Pechstein testet neues Material - Ziel: Olympia-Ticket
Calgary (dpa) - Auch mit fast 42 Jahren ist Claudia Pechstein noch immer aufgeregt vor dem ersten Weltcupstart der Saison. Nach einem Sommer ohne Verletzungsprobleme und drei Titeln bei den nationalen Meisterschaften brennt die fünfmalige Olympiasiegerin auf den ersten Vergleich mit der Weltelite.
Auf dem „Sahneeis“ von Calgary will sie am Wochenende mit neuem Material über 1500 und 3000 Meter die Norm des Deutschen Olympischen Sportbundes für das Olympia-Ticket knacken. „Ich will unbedingt zum sechsten Mal bei Olympia dabei sein. Am besten wäre es natürlich, wenn mir die Qualifikation gleich im ersten Rennen gelingen würde“, meinte Pechstein zuversichtlich.
Für den Start in Sotschi ist zumindest ein achter Platz im Weltcup nötig, um für das deutsche Olympia-Team Berücksichtigung zu finden. „Der Traum von meiner zehnten Olympia-Medaille hat mich in den vergangenen Jahren und Monaten immer wieder aufs Neue motiviert. Ich weiß, dass viele darüber nur müde lächeln konnten, als ich während meiner Sperre davon gesprochen habe, mir die gestohlenen Spiele von Vancouver zurückzuholen. Von daher wäre es ein große Genugtuung, wenn mir die Qualifikation gelänge“, meinte Pechstein.
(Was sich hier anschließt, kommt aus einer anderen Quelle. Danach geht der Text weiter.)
PR #4433, opened 2024-06-07
cxxrtl: capi: don't use deprecated invocation.

kivikakk:
The C API uses the deprecated invocation format.

Also correct the deprecation message, and don't suggest a value for a parameter the caller already has.

Assuming neither this nor #4417 gets a response, I'll stop submitting CXXRTL fixes.


whitequark (approved):

whitequark:
There's a merge conflict.

whitequark:
> Assuming neither this nor #4417 gets a response, I'll stop submitting CXXRTL fixes.

It's not clear to me why but I've not received a notification for either PR. (I'm subscribed to all events in this repository, I'm a code owner for CXXRTL, and I checked my GitHub settings and haven't found anything there that would prevent it.)

kivikakk:
That might've been something on my end; should be addressed now. (I was also confused by the lack of notifications while trying to find out where #4417 went, only to find it was merged!)

Conflict has been remedied.

backends/cxxrtl/runtime/cxxrtl/cxxrtl.h
```diff
@@ -1582,7 +1582,7 @@ struct module {
 
 	// Compatibility method.
 #if __has_attribute(deprecated)
-	__attribute__((deprecated("Use `debug_info(&items, /*scopes=*/nullptr, path);` instead. (`path` could be \"top \".)")))
```
whitequark, line 1585: This particular line was previously fixed in https://github.com/YosysHQ/yosys/pull/4432/files. (I don't really have an opinion on which message is better; this is a comment on the merge conflict.)

kivikakk: Yepyep — I resolved the conflict by preferring mine (as they modified the base of the deprecation message the same way), since the `` `path` could be "top ". `` bit seems confusing at best.

(At least, the first time I saw this message, it seemed to imply I'd need to add some kind of path, otherwise why suggest a value for one? But callers of the deprecated API already have a `path` value, since the signature is indeed `void debug_info(debug_items &items, std::string path)`, so it seems best to just remove the suggestion.)

whitequark: Sounds good.

whitequark:
Thanks!

kivikakk:
Thank you!

PR #4434, opened 2024-06-07
Fix memory leak in verific file parsing.

mikesinouye:
Running AddressSanitizer on yosys when using verific uncovered a memory leak in a `file_names` Array, as the char* copy created by `strdup()` is not freed.

Manually iterate over the array and free the memory, similar to other instances in the `verific.cc` file.


mmicko:
Thanks

PR #4437, opened 2024-06-10
rtlil.cc: Fix #4427

### LINKED ISSUE #4427: Yosys Verilog Parsing Error: Unable to Synthesize After Reading File
### Version

yosys 0.41+126

Linux

### Reproduction Steps

Hello,
I encountered an error while using Yosys to read a Verilog file. The steps and the error message are as follows:
截图 2024-06-04 21-27-09

After this error, the parsing process is interrupted. I have checked the Verilog file for syntax errors but couldn't find any obvious issues. I am using the latest version of Yosys.

Attached is the Verilog file (design.v) that triggers the error.
Thank you in advance for your attention to this matter.
I look forward to hearing from you regarding this issue.
[design_file.zip](https://github.com/user-attachments/files/15552274/design_file.zip)

### Expected Behavior

synthesis success

### Actual Behavior

synthesis fail

KrystalDelusion:

If a `RTLIL::Const` is composed of multiple strings, such as when using a ternary expression to select between two strings of different lengths, zero padding for the strings needs to be maintained.

Only leading (and trailing) null characters should be dropped from the decoded string, rather than all null characters.

### DIFF
--- a/kernel/rtlil.cc
+++ b/kernel/rtlil.cc
@@ -325,8 +325,7 @@ std::string RTLIL::Const::decode_string() const
 				ch |= 1 << j;
 			}
 		}
-		if (ch != 0)
-			s.append({ch});
+		s.append({ch});
 	}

Nach ihren bisherigen Saisonleistungen zweifelt kaum jemand daran. Ganz im Gegenteil: Als mit Abstand älteste Läuferin der Weltspitze gilt Pechstein als größte Medaillenhoffnung des deutschen Verbandes. Dennoch bewahrt sie ihren Realismus, nicht zuletzt auch angesichts der Überlegenheit von Weltmeisterin Ireen Wüst aus den Niederlanden: „Über 3000 Meter ist die Konkurrenz enorm stark. Deshalb habe ich nicht nur versucht, mich optimal zu konditionieren, sondern habe auch Wert auf die Optimierung meines Kufenmaterials gelegt“, verriet Pechstein.
Ihr Sponsor aus Neustadt in Holstein (F&F Lasertechnik) arbeitet seit zwei Jahren daran, die Gleitfähigkeit der Kufen zu verbessern. Seit 2011 absolvierte sie bereits zahlreiche Testversuche, ehe das neue Schleifverfahren so ausgereift war, dass sie bei den Meisterschaften vor zwei Wochen in Inzell mit den optimierten Stahlkufen auf das Eis gehen konnte. Grundlage für die neue Technik sind Studien aus den USA. „Um das Verfahren umsetzen zu können, haben wir eine Maschine entwickelt und gebaut, mit der wir den Schliff und die Laserpolitur jederzeit wieder exakt reproduzieren können“, erklärte F&F-Geschäftsführer Andreas Babbe.
In den zurückliegenden Wochen sorgte Pechstein wieder mehr abseits des Eises für Schlagzeilen, als sie den Weltverband ISU in Zusammenhang mit ihrer Schadensersatzklage heftig attackiert und mit ihrer Unterschriftenpetition unter deutschen Topsportlern gegen die Schiedsvereinbarung den DOSB erzürnt hatte. Auf dem Eis scheint sie das juristische Gerangel aber wenig zu stören.
„Natürlich wäre es besser, ich wäre bereits offiziell von der ISU rehabilitiert und hätte den Schadensersatzprozess schon gewonnen. Aber das Leben ist kein Wunschkonzert. Ich muss mir alles hart erarbeiten. Auf dem Eis und auch vor Gericht“, meinte die Berlinerin vor ihrem ersten Weltcupstart am Freitag. „Aber diese Doppelbelastung begleitet mich nun schon seit Jahren. Ich habe ein tolles Team um mich herum, das mir den Rücken freihält. Von daher werde ich hoffentlich auch die Olympia-Saison gut meistern können.“
Im Gegensatz zu Pechstein ist Rivalin Stephanie Beckert noch nicht auf dem gewünschten Leistungsstand und hofft in Calgary auf einen Sprung nach vorn. Das erste Teamrennen der Saison am Sonntag wird die Olympiasiegerin aus Erfurt daher nicht bestreiten - Pechstein wird von den beiden Berlinerinnen Bente Kraus und Monique Angermüller begleitet.